Aquella sensación de caminar por la cuerda floja pero sin caer nunca le proporcionaba una extraña seguridad, un optimismo visceral en su, a pesar de todo, buena estrella. Como en Google, ella siempre elegía el camino adecuado. Voy a tener suerte.
Lucrecia intentó varias veces hacerle entender a Alejandro Paz que no pretendía conseguir ningún premio ni reconocimiento. Él se mantuvo firme en su negativa.
—Tenés talento, ya lo sabés —le dijo él como disculpa—. No quiero que escribás para otros. Y, sobre todo, no quiero que escribás para Dana Green. Sería para vos un callejón sin salida.
—¿Prefieres que emborrone páginas y más páginas con las tonterías de Sam Fisher? —Lucrecia lo miró con los ojos brillantes de furia—. ¿Eso es lo que quieres para mí?
Alejandro intentaba convencerla.
—Che, creeme, la oportunidad llegará a su tiempo.
—¡Mi oportunidad ha llegado y se llama Dana Green! —replicó Lucrecia—. ¡No quiero que te interpongas!
—Lo siento, Lucrecia. —Alejandro negó con determinación—. No cambiaré de opinión.
—No lo entiendo. ¿Por qué me haces esto?
—Yo me preocupo por vos, Lucrecia.
—¡No decidas por mí! ¡Ya soy mayorcita!
—Lo siento, Lucrecia. Algún día me lo agradecerás.
Ella lo señaló con un dedo.
—¿No será que quieres dar un giro a tu carrera? —lo acusó—. Últimamente revoloteas alrededor de Dana como un buitre. ¿Acaso me quieres quitar el puesto?
Alejandro tragó saliva.
—Es cierto que, tal vez, esteee… sea yo quien le escriba la nueva novela a Dana. Tengo una idea muy linda.
Lucrecia se sacudió con fuerza, como si le hubiese dado un calambrazo. Sus brazos se agitaron con fuerza y acabó aplaudiendo, un gesto esperpénticamente opuesto a lo que pretendía.

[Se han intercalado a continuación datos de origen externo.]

PR #593, opened 2017-12-08
Delay OnCreatePreSecurity until fields are populated.

wcekan:
Restored lifecycle hook for create pre-security to occur after fields are populated.

Expanded test as well.

### DIFF
--- a/changelog.md
+++ b/changelog.md
@@ -4,6 +4,7 @@
 **Fixes**
  * Root collection loads now push down security filter predicates.
  * Avoid throwing exceptions that must be handled by the containing application, instead throw exceptions that will be handled directly within Elide.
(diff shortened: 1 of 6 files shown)


wcekan:
@DennisMcWherter @aklish Is it sufficient to restore only the `OnCreatePreSecurity` since it defers all inline checks to commit time?  Or should we restore the `OnUpdatePreSecurity` and `OnDeletePreSecurity` as well?

DennisMcWherter:
Should get consensus with @aklish, but `DELETE` shouldn't need to be restored since the user would never be providing additional data to the model before removing (it's just not how the system works).

We should restore `Update` as well though. If we don't restore update, then the hooks would not be operating on the _latest_ data (i.e. the fields the user has already updated).

PR #594, opened 2017-12-08
Add UPDATE operation to GraphQL

aklish:
UPDATE operation behaves like UPSERT but fails if the _data_ parameter is missing an ID or the ID doesn't exist (rather than creating a new entity).

The same behavior is replicated for nested objects within _data_.

Doc PR is also coming.


changelog.md
```diff
@@ -1,4 +1,8 @@
 # Change Log
+## 4.0.3-beta
```
DennisMcWherter: We're moving to 4.0.2-beta. Please update this label :)

elide-graphql/src/main/java/com/yahoo/elide/graphql/PersistentResourceFetcher.java
```diff
@@ -390,6 +410,28 @@ private PersistentResource upsertObject(Environment context, Entity entity) {
...
+            throw new BadRequestException("UPDATE data objects must include ids");
+        } else {
+            Set<PersistentResource> loadedResource = fetchObject(context, requestScope, entity.getEntityClass(),
+                Optional.of(Arrays.asList(id.get())),
+                Optional.empty(),
+                Optional.empty(),
+                Optional.empty(),
+                Optional.empty(),
+                false).getPersistentResources();
+            updatedResource = loadedResource.iterator().next();
```
DennisMcWherter: what happens if this list is empty?

aklish: The underlying call to fetchObject will throw an exception (InvalidObjectIdentifierException) so that will never happen.

PR #596, opened 2017-12-15
OnUpdate life cycle hooks now accept an optional ChangeSpec

aklish:


elide-core/src/main/java/com/yahoo/elide/core/PersistentResource.java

—Eres un maldito cabrón, Alejandro —sentenció—. ¡Cabrón, cabrón…! ¡Y yo que creía que eras buena persona! ¡Me has apuñalado por la espalda, espalda, espalda…!
Él la miró, apretó los labios y negó lentamente.
—¡Además, eres un hortera y un cursi relamido! —Lucrecia abrió los brazos en aspa—. ¿Cómo puedes decir que tienes una idea muy linda? ¡Estamos hablando de novela negra, de asesinatos crueles y espeluznantes! ¡Espeluznantes! ¡Espeluznantes! ¡Espeluznantes!